Deep Learning-Based OCR Solution in Python
Leverage docTR to perform accurate text extraction and recognition from images.
What is docTR API for Python?
docTR (Document Text Recognition) is an open-source deep learning-based Optical Character Recognition (OCR) library in Python. It provides state-of-the-art text detection and recognition for scanned documents, images, and PDFs. By leveraging modern deep learning architectures, docTR ensures high accuracy and efficiency in extracting text while preserving document structure.
docTR is widely used for document digitization, automated data extraction, and AI-powered text recognition applications. It supports multiple languages, handwriting recognition, and GPU acceleration for enhanced performance.
Key Features of docTR API
- Advanced Deep Learning OCR: Uses neural networks for precise text detection and recognition.
- Multi-Format Support: Works seamlessly with images, PDFs, and scanned documents.
- Handwriting Recognition: Detects and extracts handwritten text with remarkable accuracy.
- Multi-Language Recognition: Supports various languages and scripts.
- Optimized for Speed: Efficient text extraction with GPU acceleration.
- Preserves Document Layout: Retains structure during text recognition.
- Scalable and Open Source: Free to use and actively maintained for continuous improvements.
Getting Started with docTR API
To install docTR, use the following pip command:
Install docTR
pip install python-doctr
If you want to enable GPU acceleration for faster processing, install additional dependencies:
Install GPU dependencies
pip install tensorflow-gpu torch torchvision
Code Examples for Text Extraction Using docTR API
Below are several examples demonstrating text extraction from images and documents using docTR.
Example 1: Extracting Text from an Image
This example demonstrates how to load an image, apply OCR with docTR, and extract the text. The extracted text includes its position within the image, making it useful for structured document processing.
Extract Text from Image
from doctr.io import DocumentFile
from doctr.models import ocr_predictor
doc = DocumentFile.from_images("sample.png")
model = ocr_predictor(pretrained=True)
result = model(doc)
print(result.export())
Example 2: Processing a Multi-Page PDF Document
If you need to extract text from a PDF file containing multiple pages, docTR simplifies the process.

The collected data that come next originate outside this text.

PR #377, opened 2019-05-25
wasm: fix wasm-ld hang

aykevl:
See the following bugs for more information:
https://bugs.llvm.org/show_bug.cgi?id=41508
https://bugs.llvm.org/show_bug.cgi?id=37064

This should be removed again when we switch to LLVM 9, it may have a very small (basically negligible) compile time cost.

PR #1308, opened 2020-08-23
Remove --no-threads from wasm-ld calls.

QuLogic:
The bugs linked from the original addition of this flag are fixed:
https://bugs.llvm.org/show_bug.cgi?id=41508
or 'possibly fixed':
https://bugs.llvm.org/show_bug.cgi?id=37064#c8
since LLVM 8.0.1. TinyGo only support LLVM 9+, and as noted in the
original PR (#377), this can be removed when switching to 9.

Additionally, this flag was dropped from LLVM 11.

### DIFF
--- a/targets/wasm.json
+++ b/targets/wasm.json
@@ -12,7 +12,6 @@
 	],
 	"ldflags": [
 		"--allow-undefined",
-		"--no-threads",
 		"--stack-first",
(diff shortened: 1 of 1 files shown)


aykevl:
Thank you for investigating and fixing! This flag is indeed not necessary any more.

PR #1464, opened 2020-10-27
compiler: implement negate for complex numbers

aykevl:
This is necessary to complete #1430 (to get math/cmplx to work). Somehow negating complex numbers hasn't been necessary before, which says something about how often complex numbers are used in Go.


deadprogram:
:heavy_minus_sign: merging. Thanks @aykevl

PR #1465, opened 2020-10-28
testing: add Run method

aykevl:
This patch adds subtests via the Run function. This gets two more
packages to pass tests: encoding/base32 and hash/fnv.


deadprogram:
:three: :two: merging.

PR #1468, opened 2020-10-29
runtime: allow ranging over a nil map

aykevl:
This appears to be allowed by the specification, at least it is allowed by the main Go implementation: https://play.golang.org/p/S8jxAMytKDB

Allow it in TinyGo too, for consistency.

Found because it is triggered with `tinygo test flags`. This doesn't make the flags package pass all tests, but is a step closer.


deadprogram:
Seems legit, now merging. Thanks @aykevl

PR #1469, opened 2020-10-29
reflect: add support for DeepEqual

aykevl:
The implementation has been mostly copied from the Go reference implementation with some small changes to fit TinyGo.

Source: https://github.com/golang/go/blob/77a11c05d6a6f766c75f804ea9b8796f9a9f85a3/src/reflect/deepequal.go

This allows the unicode/utf16 package to pass tests.

### DIFF
--- a/Makefile
+++ b/Makefile
@@ -210,11 +210,13 @@ TEST_PACKAGES = \
 	index/suffixarray \
 	math \
 	math/cmplx \
+	net/mail \
+	reflect \
 	testing \
 	testing/iotest \
 	text/scanner \
-	text/scanner \
 	unicode \
+	unicode/utf16 \
 	unicode/utf8 \
 
 # Test known-working standard library packages.
--- a/src/reflect/all_test.go
+++ b/src/reflect/all_test.go
@@ -1,0 +1,188 @@
+// Copyright 2009 The Go Authors. All rights reserved.
+// Use of this source code is governed by a BSD-style
+// license that can be found in the LICENSE file.
+
+package reflect_test
+
+import (
+	"math"
+	. "reflect"
+	"testing"
+)
+
+type Basic struct {
+	x int
+	y float32
+}
+
+type NotBasic Basic
+
+type DeepEqualTest struct {
+	a, b interface{}
+	eq   bool
+}
+
+// Simple functions for DeepEqual tests.
+var (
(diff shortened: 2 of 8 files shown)


aykevl:
Unfortunately this causes a stack overflow on Cortex-M chips. Maybe the default stack size should be increased.

aykevl:
Rebased. Hopefully it works this time.

I've also fixed a bug in the reflect `v.Interface()` method in a separate commit.

aykevl:
Rebased and fixed some bugs. Now it appears to fail on `-target=hifive1-qemu` only.

Makefile
```diff
@@ -213,8 +213,8 @@ TEST_PACKAGES = \
 	testing \
```
dgryski, line 215: You should be able to add `net/mail` here too.

dgryski:
Can we import any of `DeepEqual` tests from Go's `reflect/all_test.go` file ?

Makefile
aykevl: Thanks! Will do.

aykevl:
> Can we import any of `DeepEqual` tests from Go's `reflect/all_test.go` file ?

Working on it, and in the process I found a bug that I'm now investigating.

aykevl:
So apparently the failure for hifive1-qemu is a stack overflow.

aykevl:
I simply upped the stack size of `-target=hifive1-qemu` which should fix the stack overflow. I think this is fine because the target isn't meant to be running on actual hardware anyway (and already has a different modification that makes it impossible to use on actual hardware).

dgryski (approved):
LGTM

dgryski:
Just noticed (with my testenv stubs branch: https://github.com/dgryski/tinygo/tree/dgryski/testenv-stubs ) which allows the `compress/flate` test to run, there is a segfault in `reflect.DeepEqual()` in the `TestWriterReset` test when run on my Mac.  The wasi version passes.

However, since a slightly-buggy DeepEqual() that exists is better than one that doesn't, this still gets a :+1: from my end.  We can figure out what's happening with the `compress/flate` test when the test stub code is merged and it's easier to debug.

Edit: n/m, looks like my working branch had an older version of this PR on it.  The updated version passes fine!

deadprogram:
Awesome! Thanks everyone, now merging.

The example below shows how to extract text from every page efficiently.
Extract Text from PDF
from doctr.io import DocumentFile
from doctr.models import ocr_predictor
doc = DocumentFile.from_pdf("sample.pdf")

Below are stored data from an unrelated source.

PR #1454, opened 2020-10-21
board/teensy40: Add UART support

ardnew:
### This PR is baselined on top of the Teensy 4.0 external interrupt support PR (#1484)

This PR adds support for 7 (_seven_!) UART interfaces on the Teensy 4.0.

Testing was performed by connecting a serial USB adapter to digital pins 0 and 1, and flashing the `src/examples/serial` program to repeatedly print `hello world!` to my serial console. It has also been indirectly tested very frequently for debugging purposes while developing all subsequent feature PRs.

The public UART API is the same as most other TinyGo devices. The default UART (`UART1`) is configured by the runtime package during initialization, so `println()` and family will output (115200 baud) on UART TX digital pin 1 by default. 

Each UART is also allocated a unique interrupt handler `func (*UART).handleInterrupt(Interrupt))` during runtime initialization, which handles both transmit and receive events.

The following table (from `src/machine/board_teensy40.go`) succinctly describes all of the important properties of each of the 7 supported UART interfaces available in TinyGo:

```go
// #=====================================================#
// |                        UART                         |
// #===========#===========#=============#===============#
// | Interface | Hardware  | Clock(Freq) |  RX/TX  : Alt |
// #===========#===========#=============#=========-=====#
// |   UART1   |  LPUART6  | OSC(24 MHz) |  D0/D1  : 2/2 |
// |   UART2   |  LPUART4  | OSC(24 MHz) |  D7/D8  : 2/2 |
// |   UART3   |  LPUART2  | OSC(24 MHz) | D15/D14 : 2/2 |
// |   UART4   |  LPUART3  | OSC(24 MHz) | D16/D17 : 2/2 |
// |   UART5   |  LPUART8  | OSC(24 MHz) | D21/D20 : 2/2 |
// |   UART6   |  LPUART1  | OSC(24 MHz) | D25/D24 : 2/2 |
// |   UART7   |  LPUART7  | OSC(24 MHz) | D28/D29 : 2/2 |
// #===========#===========#=============#=========-=====#
```

PR #1471, opened 2020-10-31
board/teensy40: Add I2C support

ardnew:
### This PR is baselined on top of the Teensy 4.0 UART support PR (#1454)

This PR adds support for 3 (_three_!) I2C interfaces on the Teensy 4.0. 

The public I2C API is the same as most other TinyGo devices with no substantial deviations I'm aware of.

Testing this implementation has been done entirely through 2 new drivers I'm actively developing and are not yet available.

The following table (from `src/machine/board_teensy40.go`) succinctly describes all of the important properties of each of the 3 supported I2C interfaces available in TinyGo:

```go
// #====================================================#
// |                         I2C                        |
// #===========#==========#=============#===============#
// | Interface | Hardware | Clock(Freq) | SDA/SCL : Alt |
// #===========#==========#=============#=========-=====#
// |   I2C1    |  LPI2C1  | OSC(24 MHz) | D18/D19 : 3/3 |
// |   I2C2    |  LPI2C3  | OSC(24 MHz) | D17/D16 : 1/1 |
// |   I2C3    |  LPI2C4  | OSC(24 MHz) | D25/D24 : 0/0 |
// #===========#==========#=============#=========-=====#
```

### DIFF
--- a/src/machine/machine_mimxrt1062.go
+++ b/src/machine/machine_mimxrt1062.go
@@ -342,10 +342,10 @@ func (jt *pinJumpTable) dispatchInterrupt(interrupt.Interrupt) {
 		if status := gpio.ISR.Get() & gpio.IMR.Get(); status != 0 {
 			gpio.ISR.Set(status) // clear interrupt
 			for status != 0 {
-				p := Pin(bits.TrailingZeros32(status))
-				i := Pin(port + p)
-				jt.lut[i](i)
-				status &^= 1 << p
+				off := Pin(bits.TrailingZeros32(status)) // ctz
+				pin := Pin(port + off)
+				jt.lut[pin](pin)
+				status &^= 1 << off
 			}
 		}
 	}
--- a/src/machine/machine_mimxrt1062_i2c.go
+++ b/src/machine/machine_mimxrt1062_i2c.go
@@ -1,0 +1,725 @@
+// +build mimxrt1062
+
+package machine
+
+// I2C peripheral abstraction layer for the MIMXRT1062
+
+import (
+	"device/nxp"
+	"errors"
+)
+
+const (
+	TWI_FREQ_BUS     = 24000000        // LPI2C root clock is on 24 MHz OSC
+	TWI_FREQ_100KHZ  = 100000          // StandardMode (100 kHz)
+	TWI_FREQ_400KHZ  = 400000          // FastMode (400 kHz)
+	TWI_FREQ_1MHZ    = 1000000         // FastModePlus (1 MHz)
+	TWI_FREQ_5MHZ    = 5000000         // UltraFastMode (5 MHz)
+	TWI_FREQ_DEFAULT = TWI_FREQ_100KHZ // default to StandardMode (100 kHz)
+)
+
+var (
+	errI2CWriteTimeout       = errors.New("I2C timeout during write")
+	errI2CReadTimeout        = errors.New("I2C timeout during read")
+	errI2CBusReadyTimeout    = errors.New("I2C timeout on bus ready")
+	errI2CSignalStartTimeout = errors.New("I2C timeout on signal start")
+	errI2CSignalReadTimeout  = errors.New("I2C timeout on signal read")
+	errI2CSignalStopTimeout  = errors.New("I2C timeout on signal stop")
+	errI2CAckExpected        = errors.New("I2C error: expected ACK not NACK")
+	errI2CBusError           = errors.New("I2C bus error")
+	errI2CNotConfigured      = errors.New("I2C interface is not yet configured")
+)
+
+// I2CConfig is used to store config info for I2C.
+type I2CConfig struct {
+	Frequency uint32
+	SDA       Pin
+	SCL       Pin
+}
+
+func (c I2CConfig) getPins() (sda, scl Pin) {
+	if 0 == c.SDA && 0 == c.SCL {
+		// default pins if none specified
+		return I2C_SDA_PIN, I2C_SCL_PIN
+	}
+	return c.SDA, c.SCL
+}
+
+type I2C struct {
+	Bus *nxp.LPI2C_Type
+
+	// these hold the input selector ("daisy chain") values that select which pins
+	// are connected to the LPI2C device, and should be defined where the I2C
+	// instance is declared (e.g., in the board definition). see the godoc
+	// comments on type muxSelect for more details.
+	muxSDA, muxSCL muxSelect
+
+	// these are copied from I2CConfig, during (*I2C).Configure(I2CConfig), and
+	// should be considered read-only for internal reference (i.e., modifying them
+	// will have no desirable effect).
+	sda, scl  Pin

model = ocr_predictor(pretrained=True)
result = model(doc)
print(result.export())
Example 3: Recognizing Handwritten Text
docTR can also recognize handwritten text, making it ideal for digitizing handwritten notes, forms, or historical documents. This example demonstrates extracting text from a synthetic handwritten document.
Extract Handwritten Text
from doctr.models import ocr_predictor
from doctr.datasets import synthetic_documents
doc = synthetic_documents()[0]
model = ocr_predictor(pretrained=True)
result = model(doc)
print(result.export())
Conclusion
docTR API is a powerful deep learning-based OCR solution that simplifies text extraction from images, PDFs, and handwritten documents. It ensures high accuracy while preserving document structure, making it a valuable tool for AI-driven document processing, automation, and data extraction.
Whether you're working on document digitization, automated data entry, or AI-based text recognition, docTR provides a flexible and efficient solution tailored to your needs.